▸ **Instructions for the task**:
Only one stretch of the data is wanted: the line containing "matter mask as", the line containing "2) In terms", and every line between them, copied exactly.

——————

PR #635, opened 2015-04-24
Select streamlines based on logical operations on ROIs

arokem:
This PR starts what will be a long series of PRs towards the implementation of the AFQ system in dipy (see http://journals.plos.org/plosone/article?id=10.1371/journal.pone.0049790), work that I will undertake in close collaboration with @jyeatman, who has done much of the development of the system in Matlab, and has been the maintainer of that software for several years. 

For now, this just does a couple of really simple things, as you can see: 

- Determines whether streamlines pass within some distance from a mask (a region of interest)
- Combines the conclusions from this determination based on inclusion and exclusion criteria. For now, only a fairly limited set of logical operations are possible. 

Questions include: 

- Does the `select_by_roi` function makes sense where it currently is? 
- Would we want/need to build out a more extensive set of logical operations over combinations of ROIs? What would that entail?


dipy/tracking/utils.py
```diff
@@ -484,6 +489,45 @@ def target(streamlines, target_mask, affine, include=True):
...
+    -------
+    Boolean array. Set to True in each streamline
+    """
+    if affine is None:
+        affine = np.eye(4)
+    roi_coords = np.array(np.where(target_mask)).T
+    x_roi_coords = apply_affine(affine, roi_coords)
+    out = np.zeros(len(streamlines), dtype=bool)
+    for ii, sl in enumerate(streamlines):
+        for coord in sl:
```
Garyfallidis: Hey bro @arokem! This looks very inefficient. And it is important that we can have this roi-filter functions as fast as possible. So, can I suggest that you write your "first" Cython code to increase the speed of this function? It would be great way to increase your Cython expertise. Are you in for the challenge?

MrBago:
Before I get into the details of the code, is it right that selecting on a list on includes is the same as selecting on the or of all those include and the same on the exclude? In other words are A and B below always the same if in_* and ex_* are boolean arrays?

```
include = [in_a, in_b, in_c]
exclude = [ex_a, ex_b, ex_c]
A = select(streamlines, include + exclude, [1, 1, 1, 0, 0, 0])

in_all = reduce(operator.or_, include)
ex_all = reduce(operator.or_, exclude)
B = select(streamlines, [in_all, ex_all], [0, 1])
```

dipy/tracking/utils.py
arokem: Is "first" in quotes because it's supposed to be ironic? 

Sure - I can try rewriting this in cython and testing to see how much of a win that would really be. I am worried that our code-base has a lot of cython, which is always a bit harder to maintain than python code, but it's certainly not going to be the largest piece of cython we have.

Garyfallidis: The "first" is in quotes because maybe you have already written many cythonized functions and I am not aware of it. Definitely not ironic. This is a critical functionality and it will be a bottleneck if we are not smart. I think Cythonizing those intersections with ROIs is a great idea and will not add any problems on maintaining the code. These are small functions. If you see that the speed improvement is not considerable then we talk again. But I think you will be surprised from the speedup.

arokem: OK - I've started this process, and will provide some more detailed profiling information down the line. I am happy to get feedback on what could be done in the cython code to speed things up even further.

arokem: What I have done so far seems to have resulted in only a very small speed-up. I am using the fornix bundle as streamlines: 

https://gist.github.com/arokem/51239fe55c07da101633

This level of cythonization takes me from about 730 (only python) to about 650 msec (python + cython), so about 10% speedup 

Happy to hear what else should be done in the cython code to really take advantage of it, and increase the speedup more.

jyeatman: Hi Ariel,

A use case to try is a huge ROI. For example take the fornix bundle (or a
few thousand random streamlines) and perform an operation using a gray
matter mask as an ROI. This is the case that will typically bog down the
computation and would hopefully show a substantial speed up.


Jason D. Yeatman, PhD
Research Scientist
Institute for Learning and Brain Sciences (ILABS)
University of Washington
http://jasonyeatman.com

MrBago:
I have 3 main things I would change about your PR:

1) I think that the problem of selecting on multiple ROIs can be reduced to selecting on a pair of ROIs, an include and an exclude. I think it would make the code easier to follow if we had a first function which took an iterable of streamlines, an include ROI and an exclude ROI and preformed the selection. I think we should also have a second function that takes a list of ROIs and either calls the first function (or maybe just returns a pair of "aggregate ROIs" which can be passed to the first, but I like this version less).

2) In terms of performance, comparing every point in every streamline to every point in every ROI is quite computationally expensive, O(P * N) where P is the number of points in all the streamlines and N is the total size of all the ROIs. I believe what we can do here is apply a binary_dilation (scipy.ndimage) to the input ROIs (I think the structure should be a circle with the appropriate radius). Then for each point, we just need to convert to voxel coordinates and look up a single point in the input ROI. The complexity here is roughly O(P + N) and I believe the overhead of the dilation will be very small compared to the benefit, but I'd like to profile it to know for sure.

3) So far in dipy, we've been using generators for streamlines. That is any function that returns streamlines has been returning a generator and any function that accepts streamlines as inputs has been designed and tested to work with generator inputs. I'm not opposed to changing this on principle, but I think selection should actually work very nicely with the generator model. The idea with the generators is that if I want to do the following and my file is very large, ~8GB, the streamlines will be fed into the final consumer (density_map in this case) 1 by 1 and the streamlines will never all be loaded into memory all at once. Here is the example:

streamlines = read_trk_file(filename, as_generator=True)
subset_streamlines = select(streamlines, ...)
dm = density_map(subset_streamlines, shape, affine)

Dipy's tracking files currently return generators and nibable's read function optionally returns a generator. Typically, any function that accepts generators as an argument can instead be passed a list without any changes. Also, any function which returns a generator can be wrapped with `list`, something like  `out = list(select(...))`, in order to force the output to be a list.

dipy/tracking/vox2track.pyx
```diff
@@ -296,3 +296,35 @@ def track_counts(tracks, vol_dims, vox_sizes=(1,1,1), return_elements=True):
...
+
+    Parameters
+    ----------
+    streamlines : list
+    x_roi_coords : array
+        ROI coordinates transformed to the streamline coordinate frame.
+    tol: float
+        Distance (in the units of the streamlines, usually mm). If any
+        coordinate in the streamline is within this distance from any voxel in
+        the ROI, the filtering criterion is set to True for this streamlin,
```
jchoude: Typo: streamlin -> streamline

jchoude:
I just wanted to quickly comment that I agree with @MrBago 's suggestion in point 2). This is what we do in internal tools, and if the dilation radius is correctly set, the result should be equivalent.

arokem:
Thanks for the comments @MrBago! I have no quibbles with points 1 and 3. I thought about number 2 as well, but was thinking in the direction of a spatial smoothing, and distance tolerance implemented through thresholding on the smoothed image. I agree that the order of the computation is more favorable, but not sure how this bears out in practice, with the data we usually analyze (P>>N, typically), so profiling would be good. 

@jchoude - could you share the code you were referring to? Would be useful to see what goes into setting the radius correctly.

MrBago:
@arokem I believe dialation is very close to what you have in this PR. Spacial smoothing might work, but it is going to be different than what you have here. As an example take a U shaped ROI, after smoothing the interior of the U will have higher intensity than the exterior at the same nominal distance.

Dialation using a cirlce structure returns all the regions within some radius of at least 1 true voxel in the input ROI, isn't that what you're going for?

dipy/segment/select.py
```diff
@@ -0,0 +1,77 @@
...
+    rois: list or ndarray
+        A list of 3D arrays, each with shape (x, y, z) corresponding to the
+        shape of the brain volume, or a 4D array with shape (n_rois, x, y,
+        z). Non-zeros in each volume are considered to be within the regio 
+
+    include: array
+        A 1D array of boolean marking inclusion or exclusion criteria. If a
+        streamline is near any of the inclusion ROIs, it should evaluate to
+        True, unless it is also near any of the exclusion ROIs. 
+
```
jchoude: Missing doc for affine and tol

jchoude:
@arokem Sadly, I think I initially read too quickly. I re-read what you're trying to do, and we don't have code that does exactly that. My bad, sorry for the noise.

OTOH, going through your code has raised a question in my head: if you set your `tol` parameter to 0, would you expect a streamline which has at least one point inside one of the voxel of the ROI to still be selected? As for myself, I would say yes. If you disagree, the following may not hold true.

When you transform the voxel coordinates (in your `near_roi` function) back to world coordinates, you effectively get the coordinates of the center of those voxels in world space. Then, when you compute the distance (in `_near_roi`), you compute the point to point distance. In that case, there is no explicit consideration of the voxel size.

That means that, if we set the `tol` to 0, then there must be at least one point of the streamline overlapping with the center of a voxel, else the streamline won't be selected. However, this goes against the intuition that there only needs to be a point of the streamline inside a voxel to be selected...

If you want to have this behavior (full voxel selection), that means that either
1- the `tol` parameter needs to be better documented to explicitly say that the voxel size should be included
2- the voxel size should be internally used in the distance threshold
3- an approach based on something derived from the `target` function might be better suited to this task.

Personally, I don't like 1 and 2. For 1, it might be confusing for users. For 2, it may be complex to handle the case where voxels are anisotropic.

Maybe having an approach based on the `target` function, and possibly a supersampled grid and mask dilation might be another way to go.

I know that this is a long comment (probably my longest up to today ;)). If it's not clear, please let me know. If you disagree, disregard this :)

arokem:
I am happy that I managed to get your interest up enough to review this PR.
I do appreciate the thought everyone is putting into this. It is going to
be an important piece in something that we hope to use a lot, so it's
important to get it right: conceptually, and in terms of implementation.

Concerning the `tol` kwarg: I actually think that the most natural units
for this are not in voxel size, but in mm. I agree that the default value
is somewhat misleading, because we will probably never use this with a
tolerance of 0. How about setting this per default to `None` and then
extracting voxel size from the affine, and including things that are within
the voxels of the ROI? The simplest would be to treat voxels as though they
are spheres with some radius for this purpose. Otherwise, for simplicity,
we can also just set this to some 'typical' number of mm, e.g. 1 mm.

Concerning dilation: I am not sure this would do what we want, unless we
resample the ROI to a fine resolution, that depends somehow on the
tolerance value. Imagine for example that you want to include streamlines
that have nodes that are <=1.5 voxel-size units away from the center of a
voxel, but not those streamlines passing at 1.6 voxel units away. You would
have to somehow resample the ROI to 0.1 of the original size and proceed to
dilate by 5 steps out from the edges of the ROI.

jchoude:
Hey @arokem 

ok, now I clearly understand your definition of the `tol` arg. In that case, it needs to be clearly documented, and a default value as you are suggesting would be interesting.

As for the strategy of considering the voxels as spheres with a radius, that would fit perfectly with your current code. I guess at that point that's more of a "philosophical" choice... Personally, I know that if I have a ROI taken from either an automatic segmentation or drawn in any software, and I load it in a visualization tool and check the streamlines that are selected by my ROI, I would expect to get all streamlines going through voxels included in my ROI. Using a sphere with a radius + the tolerance would get almost the same result, with possibly some false positives or negatives.

At the point, it's mostly a question of perfect precision versus efficiency. I'll let you make the call :smiley:

MrBago:
@arokem I understand your concern and see some of the advantages of your current definition. I believe both definitions have some issues. For example if you think of voxels as spheres, and set that diameter to be the edge length of one voxel, you'll end up with a grid of non-overlapping spheres and you'll miss points that lie in the space between these spheres. The result is that your ROI will have internal gaps. To avoid gaps in a 3D ROI you'll need to set tol to be >= `sqrt(sum((voxel_edges / 2)**2))`.

The dilation approach has two related problems. The first you clearly pointed out, tol ends up being coerced into multiples of the voxel size. The second is that this multiple ends up depending on orientation. For example an roi cented at (0, 0) with tol=1 will reject points at (1.001, 0), (0, 1.001) and (1.001, 1.001). The first two are > 1 from (0, 0) but the last is a distance > sqrt(2) from (0, 0).

I would argue that both the issues with the dilation method are fundamental to representing ROIs as masks. I believe the select method should only be as precise as it's inputs. The ROI input is already "discretized", for example if I want an ROI that follows the freesurfer pial surface, I need to "discretize" it into a mask in order to pass it to the select method. I would argue that once this is done, trying to create artificial precision is not very useful.

That being said, I've wanted to create a way of representing ROIs as closed 3D surfaces for some time, but when I bring it up people tend to run away screaming :).

arokem:
Yes - I think that enforcing a minimal tolerance so that the resulting ROI
covers the entire mask is reasonable. Another possibility is to use the
edges of the voxels as the frame of reference, rather than the centers. Let
me think about this a bit more, and integrate all these comments into
something coherent.

By the way - I am not running away screaming from the notion of
representing ROIs as closed surfaces. I think that we need that for
visualization purposes anyway: creating triangular meshes from ROIs via a
delaunay triangulation. There are some tricky issues to be tackled there,
to be sure, but it's eminently doable. Do you think we should start with
that first, before doing this here? I am not sure how it would solve all
the problems we have here. That is, you would still need to bound on
distance from the mesh somehow.

arokem:
OK - we've decided to take the middle road here: we stick to the tolerance-setting approach (little spheres around the centers of voxels), but we are enforcing a minimal reasonable tolerance that prevents users from using this with gaps in their ROI.

arokem:
We still need to do: 

[] Implement this as a generator 
[] Use only the streamline endpoints for testing 'nearness'
[] Sort out how to use numpy better for the logical operations (`select` and `reduce`)

MrBago:
@arokem I think you missed my point about the logical operations. My suggestion is that you merge all the include rois and exclude rois into two rois (agg_include and agg_exlude). Then you just need to write a function that deals with two arrays instead of two lists of arrays, that'll make the code easier to read and hopefully faster.

arokem:
Hmm. We do aggregate them inside the function into `to_include` and
`to_exclude` arrays. Is that what you meant?

MrBago:
Take a look at this gist, https://gist.github.com/MrBago/9c5e957cf13c7f37a7b9.

arokem:
OK - I think that I have completed the things I was hoping to do in this PR. The last few commits implement the selection functionality proposed by @MrBago, returns a generator of streamlines from the selection function, and then also allows an option where only the endpoints of the streamline are considered as criteria for selection. Finally, that last commit speeds up things by another 30% or so, in the timing benchmarks I tested. Anything more to do here, before this can be merged?

mdesco:
Nice work guys! This really looks awesome and of great need for Dipy.

A related question or request that could go in a separate PR but I was wondering if any of you were already thinking about it. 

One powerful thing that there is in TrackVis right now and track_vis (command line) version is to select streamlines going through a ROI that connects "either_end" or "both_ends" of the streamlines. Right now, you guys have implemented the "any part" or "no part" of a streamline. The either or both ends are quite powerful when you want to select things ending in a region. 

Could that be added as a flag to the current functions we have in this PR?
Also, you might be interested to have a look at the latest tck2connectome (https://github.com/MRtrix3/mrtrix3/wiki/tck2connectome) in Mrtrix 3, they have cool ways to deal with the end points radius, order, etc. This is also very crucial as you approach the cortex or subcortical regions. 

As I said, this might be too much for this PR. I just thought I would bring it up now because it is related to the current PR. Otherwise, I think this PR is ready to be merged.

Cheers

arokem:
Hey @mdesco - thanks for the feedback! 

I believe that we basically already have the `either_end` covered in the last few commits, and I just need to finish the implementation so that `select` also exposes this functionality. I will definitely do this here. It shouldn't be too hard to extend this to have the `both_end` criterion as well, and I can see why that would also be useful. I will do that here in this PR, so please don't merge yet (will change the title to WIP, just to be sure). 

Also: @MrBago - have not tested this with generator input, so need to do that as well, before proceeding with this.

arokem:
TODO list:

- [ ] Implement both `either_end` and `both_end` kwargs all the way from `select` down. 
- [ ] Test `select` with generator inputs.

arokem:
This is now substantially refactored to make it work with generator input and produce generator output. This required some separation of `near_roi` and `select_from_roi`, because creating the boolean value in `near_roi` required consuming the generator. I have instead implemented the inner cython loop on a streamline by streamline basis. As it turns out, this is actually faster than iterating of streamlines in cython. I've also managed to make this go a bit faster, by implementing distance as a c function. 

I have implemented four different modes: "all", "any", "either_end" and "both_end". The selection function `select_from_roi` allows setting these modes, but the same mode should be used for all ROIs. 

I've added some documentation examples showing how to use this.

arokem:
Any further comments here? Or is this ready to go?

arokem:
Re-rebased. Any further comments here?

Garyfallidis:
Yeah, give me a couple of days.

arokem:
Actually, please hold off on that. @rfdougherty just pointed out to me a few tips that will make this go faster. I'm at the scipy conference, so I will only get to this some time next week. Sorry about the false alarm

——————

▸ **Written solution**:
matter mask as an ROI. This is the case that will typically bog down the
computation and would hopefully show a substantial speed up.


Jason D. Yeatman, PhD
Research Scientist
Institute for Learning and Brain Sciences (ILABS)
University of Washington
http://jasonyeatman.com

MrBago:
I have 3 main things I would change about your PR:

1) I think that the problem of selecting on multiple ROIs can be reduced to selecting on a pair of ROIs, an include and an exclude. I think it would make the code easier to follow if we had a first function which took an iterable of streamlines, an include ROI and an exclude ROI and preformed the selection. I think we should also have a second function that takes a list of ROIs and either calls the first function (or maybe just returns a pair of "aggregate ROIs" which can be passed to the first, but I like this version less).

2) In terms of performance, comparing every point in every streamline to every point in every ROI is quite computationally expensive, O(P * N) where P is the number of points in all the streamlines and N is the total size of all the ROIs. I believe what we can do here is apply a binary_dilation (scipy.ndimage) to the input ROIs (I think the structure should be a circle with the appropriate radius). Then for each point, we just need to convert to voxel coordinates and look up a single point in the input ROI. The complexity here is roughly O(P + N) and I believe the overhead of the dilation will be very small compared to the benefit, but I'd like to profile it to know for sure.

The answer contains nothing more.